Findings have shown that electricity charges increased by 58 per cent after the Federal Government yanked off a yearly subsidy of N500bn to the power sector.

The subsidy was removed in 2020, leading the Nigerian Electricity Regulatory Commission to equally increase electricity charges from N31/kWh to N49/kWh starting from last year.

The document titled, ‘Analysis of the Commercial KPIs for ANED ́s Members/2021’, which is the latest report by the Association of Nigerian Electricity Distributors, said with the effective implementation of the Service Based Tariff in November 2020, the Federal Government removed electricity subsidies of over N500bn and “allowed tariff increase from 31 N/kWh up to 49 N/kWh in 12 months.”

Hence, electricity charges have increased by N18/kWh since the subsidy removal.

ANED said the new tariffs “for better service” were for customer categories under the class A, B and C.

“This fact, together with the DisCos ́ ATC&C losses recovery in 2021, disproves the paradigm that an increase in tariffs leads to an increase in losses,” the report added.

Although the DisCos and NERC have consistently denied tariff increment, findings corroborated a statement by the Minister of Finance, Budgets and National Planning, Zanaib Ahmed in March that FG had removed all subsidies in the power sector.

Electricity consumers with prepaid metres have also lamented reduction in electricity units received from DisCos.
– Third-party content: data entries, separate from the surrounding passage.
PR #208, opened 2022-10-17
OCC-97: Country or region selector wrong spelling

### LINKED ISSUE #204: Country or region selector wrong spelling (OCC-97)
### Describe the bug

In the AddressField the "Country or region" selector is displaying Netherlands with incorrect spelling as Nederlân. There might be others, this was pointed out by a Dutch.

### To Reproduce

Most straightforward steps to reproduce the behavior:

1. Go to Region settings /Admin/Settings/Region
4. See the error

### Expected behavior

The correct way of spelling for every country. I see that this is coming from the System RegionInfo. I would suggest to use the `EnglishName` instead of the `DisplayName` in the `RegionExtensions`' `CreateSelectListOptions` function. Not only because this way it is correctly spelled, but it is more like the generic way in webshops to list countries.

[Jira issue](https://lombiq.atlassian.net/browse/OCC-97)

DAud-IcI:
OCC-97
Fixes #204

### DIFF
--- a/src/Libraries/OrchardCore.Commerce.AddressDataType/Regions.cs
+++ b/src/Libraries/OrchardCore.Commerce.AddressDataType/Regions.cs
@@ -15,8 +15,14 @@ public static class Regions
         CultureInfo
             .GetCultures(CultureTypes.SpecificCultures)
             .Where(culture => !culture.Equals(CultureInfo.InvariantCulture) && !culture.IsNeutralCulture)
-            .Select(culture => new RegionInfo(culture.LCID))
+            .Select(culture =>
+            {
+                // This sometimes throws "CultureNotFoundException: Culture is not supported." exception on Linux only.
+                try { return new RegionInfo(culture.LCID); }
+                catch (CultureNotFoundException) { return null; }
+            })
             .Where(region =>
+                region != null &&
                 region.TwoLetterISORegionName.Length == 2 && // Filter out world and other 3-digit regions.
                 !string.IsNullOrEmpty(region.EnglishName))
             .Distinct()
--- a/src/Libraries/OrchardCore.Commerce.AddressDataType/Regions.cs
+++ b/src/Libraries/OrchardCore.Commerce.AddressDataType/Regions.cs
@@ -10,7 +10,7 @@ public static class Regions
     /// <summary>
     /// Gets the list of regions.
     /// </summary>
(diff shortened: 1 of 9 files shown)


src/Modules/OrchardCore.Commerce/Extensions/RegionExtensions.cs
```diff
@@ -1,18 +1,14 @@
...
 
 namespace OrchardCore.Commerce.Extensions;
 
 public static class RegionExtensions
 {
-    public static IEnumerable<SelectListItem> CreateSelectListOptions(this IEnumerable<RegionInfo> regionInfos) =>
-        regionInfos.OrderBy(region => region.DisplayName).Select(region => new SelectListItem(
-            region.DisplayName,
+    public static IEnumerable<SelectListItem> CreateSelectListOptions(this IEnumerable<Region> regionInfos) =>
+        regionInfos.OrderBy(region => region.EnglishName).Select(region => new SelectListItem(
```
DemeSzabolcs, line 11: I think `regionInfos` should be renamed to `regions` if you use the name `region` inside the `OrderBy` and `Select`.

src/Libraries/OrchardCore.Commerce.AddressDataType/Regions.cs
```diff
@@ -10,27 +10,25 @@ public static class Regions
     /// <summary>
     /// Gets the list of regions.
     /// </summary>
-    public static IList<RegionInfo> All { get; } =
+    [Obsolete("Use service! This is a temporary attribute.")]
+    public static IList<Region> All { get; } =
         CultureInfo
             .GetCultures(CultureTypes.SpecificCultures)
+            .Where(culture => !culture.Equals(CultureInfo.InvariantCulture) && !culture.IsNeutralCulture)
```
DemeSzabolcs, line 17: Hmm. I think this is not needed, since we are using `.GetCultures(CultureTypes.SpecificCultures)` instead of `.GetCultures(CultureTypes.AllCultures)`. I checked the results of `.GetCultures(CultureTypes.SpecificCultures)` and I couldn't find any cultures with `InvariantCulture`, or `IsNeutralCulture`.

Also with and without this `Where` condition, `Regions.All` have 135 members anyway.

DemeSzabolcs (changes requested):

The DisCos had, earlier in the year, sent out migration links to customers. Once clicked, the application link took customers to an online form where meter numbers and other information were inputted to migrate from the old tariffs to the increased tariff plans.

However, an observation of the graphical representation of tariff movement presented by the association showed that while the Nigerian Electricity Supply Industry, NESI’s cost of the service had grown from N1.15trn in 2019 up to N1.8trn in 2021 (and weighted generation cost has gone up from N23/kWh in 2019 to N27/kWh), NESI’s cost-reflective tariff in 2021 was 5 N/kWh cheaper than in 2019.

The ANED said “It truly does not make any sense that, while the generation cost and other costs continues to grow at NESI, the cost-reflective tariff is systematically and artificially reduced.”

It, however, said despite the increment in the generation, transmission and administrative costs, the cost-reflective tariff had been decreased mainly due to a continuous reduction in the regulated ATC&C losses under the Multi Year Tariff Order.

The DisCos had, for several years, clamoured for cost-reflective tariffs.

“DisCos are not being able to recover NESI ́s cost of service as the real ATC&C losses are much higher than that under MYTO. This fact is exacerbating DisCos liquidity crisis and cash stress, weakening DisCos’ balance sheets and preventing access to funding, ultimately, impeding DisCo performance improvement. Thus, it raises the question of whether there can be future DisCo improvement if the situation currently precludes any major investment in NESI?” ANED said.

The Federal Government had, some time ago, mopped up customers tariff debts to the DisCos.